> [YOUR GOAL]: For the records below, print every one exactly, with nothing dropped.

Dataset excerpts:
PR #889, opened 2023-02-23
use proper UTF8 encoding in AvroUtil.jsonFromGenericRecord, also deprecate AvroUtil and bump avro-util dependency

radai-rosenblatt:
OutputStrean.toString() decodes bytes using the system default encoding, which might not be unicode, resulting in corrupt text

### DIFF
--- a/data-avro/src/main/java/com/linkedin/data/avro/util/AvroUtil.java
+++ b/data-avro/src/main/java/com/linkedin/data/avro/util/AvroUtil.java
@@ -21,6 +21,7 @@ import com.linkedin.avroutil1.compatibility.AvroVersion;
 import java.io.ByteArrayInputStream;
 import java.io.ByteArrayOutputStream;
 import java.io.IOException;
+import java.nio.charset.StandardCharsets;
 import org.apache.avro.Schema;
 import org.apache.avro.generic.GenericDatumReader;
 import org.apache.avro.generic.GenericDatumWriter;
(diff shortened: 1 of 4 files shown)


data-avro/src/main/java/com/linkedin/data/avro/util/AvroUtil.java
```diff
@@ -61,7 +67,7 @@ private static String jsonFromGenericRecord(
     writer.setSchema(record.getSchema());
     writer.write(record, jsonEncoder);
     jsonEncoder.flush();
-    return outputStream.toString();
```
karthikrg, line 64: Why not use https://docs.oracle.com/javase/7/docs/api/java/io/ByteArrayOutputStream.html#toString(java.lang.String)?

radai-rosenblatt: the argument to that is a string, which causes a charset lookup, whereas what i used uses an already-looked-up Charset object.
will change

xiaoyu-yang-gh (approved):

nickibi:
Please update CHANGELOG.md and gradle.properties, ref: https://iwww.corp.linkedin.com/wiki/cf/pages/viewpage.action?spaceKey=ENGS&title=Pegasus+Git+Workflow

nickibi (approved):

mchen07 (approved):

> [RESULT]:
PR #889, opened 2023-02-23
use proper UTF8 encoding in AvroUtil.jsonFromGenericRecord, also deprecate AvroUtil and bump avro-util dependency

radai-rosenblatt:
OutputStrean.toString() decodes bytes using the system default encoding, which might not be unicode, resulting in corrupt text

### DIFF
--- a/data-avro/src/main/java/com/linkedin/data/avro/util/AvroUtil.java
+++ b/data-avro/src/main/java/com/linkedin/data/avro/util/AvroUtil.java
@@ -21,6 +21,7 @@ import com.linkedin.avroutil1.compatibility.AvroVersion;
 import java.io.ByteArrayInputStream;
 import java.io.ByteArrayOutputStream;
 import java.io.IOException;
+import java.nio.charset.StandardCharsets;
 import org.apache.avro.Schema;
 import org.apache.avro.generic.GenericDatumReader;
 import org.apache.avro.generic.GenericDatumWriter;
(diff shortened: 1 of 4 files shown)


data-avro/src/main/java/com/linkedin/data/avro/util/AvroUtil.java
```diff
@@ -61,7 +67,7 @@ private static String jsonFromGenericRecord(
     writer.setSchema(record.getSchema());
     writer.write(record, jsonEncoder);
     jsonEncoder.flush();
-    return outputStream.toString();
```
karthikrg, line 64: Why not use https://docs.oracle.com/javase/7/docs/api/java/io/ByteArrayOutputStream.html#toString(java.lang.String)?

radai-rosenblatt: the argument to that is a string, which causes a charset lookup, whereas what i used uses an already-looked-up Charset object.
will change

xiaoyu-yang-gh (approved):

nickibi:
Please update CHANGELOG.md and gradle.properties, ref: https://iwww.corp.linkedin.com/wiki/cf/pages/viewpage.action?spaceKey=ENGS&title=Pegasus+Git+Workflow

nickibi (approved):

mchen07 (approved):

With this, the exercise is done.